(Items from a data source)
*** Begin section ***

PR #2960, opened 2021-01-05
Bump GB hash and update package-lock.json, plus fix Memory issue on CI

hypest:
PR to bump the Gutenberg submodule hash and update the `package-lock.json` file, mitigating the lock file issue spotted by [the Dependabot PR](https://app.circleci.com/pipelines/github/wordpress-mobile/gutenberg-mobile/9759/workflows/b2ab46b0-6c5a-4b06-9942-f0c66f1f6b2f/jobs/51677/parallel-runs/0/steps/0-108).

To test:
* CI should be green across the board, including the extended e2e test job

PR submission checklist:


hypest:
All tests green except the Correctness check, which failed with more changes detected in `package-lock.json`. Will run another `npm install` and commit.

ceyhun:
After removing and re-adding `@wordpress/eslint-plugin` to fix missing plugin errors there were still `import/no-unresolved` and `import/no-extraneous-dependencies` errors [on CI](https://circleci.com/gh/wordpress-mobile/gutenberg-mobile/51717). This is because `metro` doesn't resolve packages the same way `eslint-plugin-import` does.

Tried using `metro-resolver` as a custom `eslint-plugin-import` resolver, but it didn't work, as the `eslint-plugin-import` resolvers use different function parameters than `metro-resolver`. 

Finally I managed to resolve all the packages with [eslint-import-resolver-node](https://github.com/benmosher/eslint-plugin-import/tree/master/resolvers/node), by adding `gutenberg`, `gutenberg/node_modules` to the folders to be looked in for packages.

But all the errors were now `import/no-extraneous-dependencies`. This requires adding various dependencies to gutenberg-mobile's `package.json`. But this doesn't make sense as we have already the whole `gutenberg` repo as a dependency. So I added `gutenberg/package.json` as a path to also get checked for imported packages. Now everything should be green.

_Side note:_ Seems like both the rules are [disabled for React Native code](https://github.com/WordPress/gutenberg/pull/27965#issuecomment-754674096) in Gutenberg.

package.json
```diff
@@ -15,7 +15,7 @@
     "@babel/runtime": "^7.7.7",
     "@react-native-community/cli": "^3.0.4",
     "@wordpress/babel-preset-default": "file:./gutenberg/packages/babel-preset-default",
-    "@wordpress/eslint-plugin": "file:./gutenberg/packages/eslint-plugin",
+    "@wordpress/eslint-plugin": "file:gutenberg/packages/eslint-plugin",
```
fluiddot, line 18: I was wondering if we could apply the same path format in the rest of packages that use `file:`.

.eslintrc.js
```diff
@@ -19,5 +19,17 @@ module.exports = {
 	],
 	extends: [
 		"plugin:@wordpress/eslint-plugin/recommended",
-	]
+	],
+	settings: {
+		'import/resolver': {
+			'node': {
+				'moduleDirectory': ['node_modules', 'gutenberg', 'gutenberg/node_modules']
```
fluiddot: Would it make sense to add `jetpack` here too?

fluiddot:
Not sure why but when I run `npm install` the `package-lock.json` changes, did it happen to you @ceyhun?

Screenshot 2021-01-05 at 18 17 05

package.json
ceyhun: This was done by `npm` after I ran: `npm uninstall @wordpress/eslint-plugin && npm install ./gutenberg/packages/eslint-plugin --save-dev` to update the sub-dependencies. I did the same with other `@wordpress/` packages now and I realised maybe some of them are not necessary and uninstalled them instead 🙂

.eslintrc.js
ceyhun: Currently metro [doesn't check](https://github.com/wordpress-mobile/gutenberg-mobile/blob/a53c06da987bda6de57b53aede55065c989c8413/metro.config.js) the `node_modules` folder in there, I don't think it would make sense to add it.

Also I removed `gutenberg` from there as it was not working as I expected. Building `gutenberg` packages before linting instead did the trick for some reason ~~because it symlinked the `@wordpress/` packages inside `gutenberg/node_modules`~~.

ceyhun:
>Not sure why but when I run npm install the package-lock.json changes, did it happen to you @ceyhun?

This happened some time ago, but doesn't happen anymore. I think it could be related to node/npm version mismatch. Can you please try again after running `nvm install --latest-npm` inside `gutenberg/`.

fluiddot:
> > Not sure why but when I run npm install the package-lock.json changes, did it happen to you @ceyhun?
> 
> This happened some time ago, but doesn't happen anymore. I think it could be related to node/npm version mismatch. Can you please try again after running `nvm install --latest-npm` inside `gutenberg/`.

I've cleared the `node_modules` folders and now when running `npm install` the file didn't change, thanks!

fluiddot (commented):
I'm afraid I'm getting the `import/no-unresolved` error again, however before the latest changes it was working, @ceyhun are you getting it too?

By the way, I saw that one of the PR checks `Check Correctness` is failing, looks like the machine that is running the process runs out of memory 🤔 :
`Error: ENOMEM: not enough memory, read`

fluiddot:
> I'm afraid I'm getting the import/no-unresolved error again, however before the latest changes it was working, @ceyhun are you getting it too?

I've run `npm run lint` and it's working, I think the error I saw was caused by the ESLint plugin in VSCode 🙇 .

fluiddot (approved):

.eslintrc.js
ceyhun: Found the reason: https://github.com/WordPress/gutenberg/pull/22088

ceyhun:
> I'm afraid I'm getting the import/no-unresolved error again, however before the latest changes it was working, @ceyhun are you getting it too?

Did you try running `npm run build:packages` inside `gutenberg/` before running `npm run lint`? 

> By the way, I saw that one of the PR checks Check Correctness is failing, looks like the machine that is running the process runs out of memory 🤔 :
Error: ENOMEM: not enough memory, read

I saw it too, this could be a problem :( To debug it I rerun the job with SSH, but it passed this time. It means that this job could be flaky. I would like to reproduce this again and then solve it for good.

fluiddot:
>Did you try running npm run build:packages inside gutenberg/ before running npm run lint?

Good point!. Yeah I think that was the cause of the issue indeed because if I run `npm run clear:packages` and `npm run lint` I get the original errors. Running `npm run build:packages` before `npm run lint` works like charm, thanks!

ceyhun:
This might need another look now @fluiddot. Managed to fix the memory error by using `machine` instead of `docker` as executor, which has 7.5GB instead of 4GB of RAM. 
The last 3 builds have passing `Check Correctness` jobs. Feel free to re-run all the jobs to test another time.

fluiddot:
> This might need another look now @fluiddot. Managed to fix the memory error by using `machine` instead of `docker` as executor, which has 7.5GB instead of 4GB of RAM.
> The last 3 builds have passing `Check Correctness` jobs. Feel free to re-run all the jobs to test another time.

Good job! I'll re-run them one more time to double check.

I was checking the environment used in Gutenberg PR checks for building the packages and I saw that there we're using [GitHub hosted runners](https://docs.github.com/en/free-pro-team@latest/actions/reference/specifications-for-github-hosted-runners#supported-runners-and-hardware-resources) which have 7 GB of RAM so probably we need that amount of RAM for this process.

fluiddot (approved):
`Check Correctness` check passed 🎊 !

hypest:
Thanks for the added work on this @ceyhun and for the review @fluiddot ! ❤️

Issue #71, opened 2019-03-09
Particle.radius property


eduardo-rodrigues:
It is not clear what this "obscure" property is for, nor what it returns. Documentation needs to be added, providing information on what this PDG data is, and a a reference to details in the PDG.

eduardo-rodrigues:
Similar question for the `Particle.spin_type` property:

it is not clear where this property is taken from. From the PDG? Info should be added on where the definitions of `Particle.spin_type` and `SpinType` enum are taken from.

tevans1260:
The particle radius is a rather hand-wavey number that is used to regulate the behavior of amplitudes at large momentum transfers, based on the classical Q.M arguments in "Theoretical Nuclear Physics" from Blatt and Weisskopf. IMHO this probably shouldn't be included in the basic PDG properties of a particle, as it isn't really a fundamental parameter and isn't really measured for different particles. It's normally arbitrarily set to be between 1 and 2 GeV for light resonances and between 3 and 5 GeV for charm/beauty.

eduardo-rodrigues:
Thanks a lot for the insight, @tevans1260! What about the spin_type and the related enum, see https://github.com/scikit-hep/particle/blob/master/particle/particle/particle.py#L304 and https://github.com/scikit-hep/particle/blob/master/particle/particle/enums.py#L11?

eduardo-rodrigues:
@henryiii, ok with removing the `Particle.radius` property, then? This makes complete sense to me as not a general PDG particle property.

henryiii:
We can, but let's make sure we don't set slots (it's great for developing, but users might want to add arbitrary information). Also, in response to something else somewhere, particle instances are completely editable. If users want to change the mass, etc, they can.

eduardo-rodrigues:
Closed via https://github.com/scikit-hep/particle/pull/85.

PR #73, opened 2019-03-11
Doc and tests for Particle.spin_type

eduardo-rodrigues:
@henryiii, it is not clear where this property is taken from. From the PDG, I guess? I'm here adding doc and tests, extending a bit the function itself, following what seems reasonable to me. Can you point me to the PDG doc where you took `Particle.spin_type` `and `SpinType enum definitions from? Thanks.

### DIFF
--- a/docs/CHANGELOG.rst
+++ b/docs/CHANGELOG.rst
@@ -1,41 +1,47 @@
 Changelog
 =========
 
-Version 0.3.1
+Version 0.4.0
 -------------
 Under development
 
-* More package documentation.
+* Rename ``Particle.fullname/name`` to ``Particle.name/pdgname``.
+* More package documentation (data files, ``particle`` submodule).
+* Test suite of ``Particle`` class extended.
+* Rework for simpler usage of ``particle.particle.convert`` (non-public helper module).
 
 Version 0.3.0
 -------------
 March 6th, 2019
 
-* Particle search engine replaced with more intuitive and powerful version.
+* ``Particle`` search engine replaced with more intuitive and powerful version.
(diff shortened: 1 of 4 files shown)


eduardo-rodrigues:
I think this PR can still go in, @henryiii. Then I will proceed and tag a new release.

henryiii:
I'll have to check on this and the other one. I don't think we need to rush a release too fast, I'd like to make sure it works nicely with DecayLanguage first. We can install from git instead of pypi to test.

henryiii:
(I think both these properties came from AmpGen, btw.)

eduardo-rodrigues:
That's a good point. Do not push the merge button if you want to check on SpinType before merging. Else we're good here :-).

henryiii:
I think we can merge. Let's just add the check to issue #71

tevans1260:
I don't think this comes from AmpGen (which in turn, inherits this stuff from MINT). The preferred numbers to store are probably twice the spin (spectroscopy style) and the parity, separately. If you want to combine them to one signed number, that's also fine. Anyway, is this not just taken from the 'J' column of the PDG MC tables + the P -column?

eduardo-rodrigues:
OK, then let's keep `SpinType` is as I can see how to nicely make use of it - trivially find all pseudoscalar charm mesons, for example:
`Particle.from_search_list(lambda p: p.pdgid.is_meson and p.pdgid.has_charm and p.spin_type==SpinType.PseudoScalar)`

henryiii:
Yes, I think it is also part of the printout, and just a computed property.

*** End section ***

Task objective - Which lines above hold the string "files"? Show each of them.

Output for this exercise -
+* More package documentation (data files, ``particle`` submodule).
(diff shortened: 1 of 4 files shown)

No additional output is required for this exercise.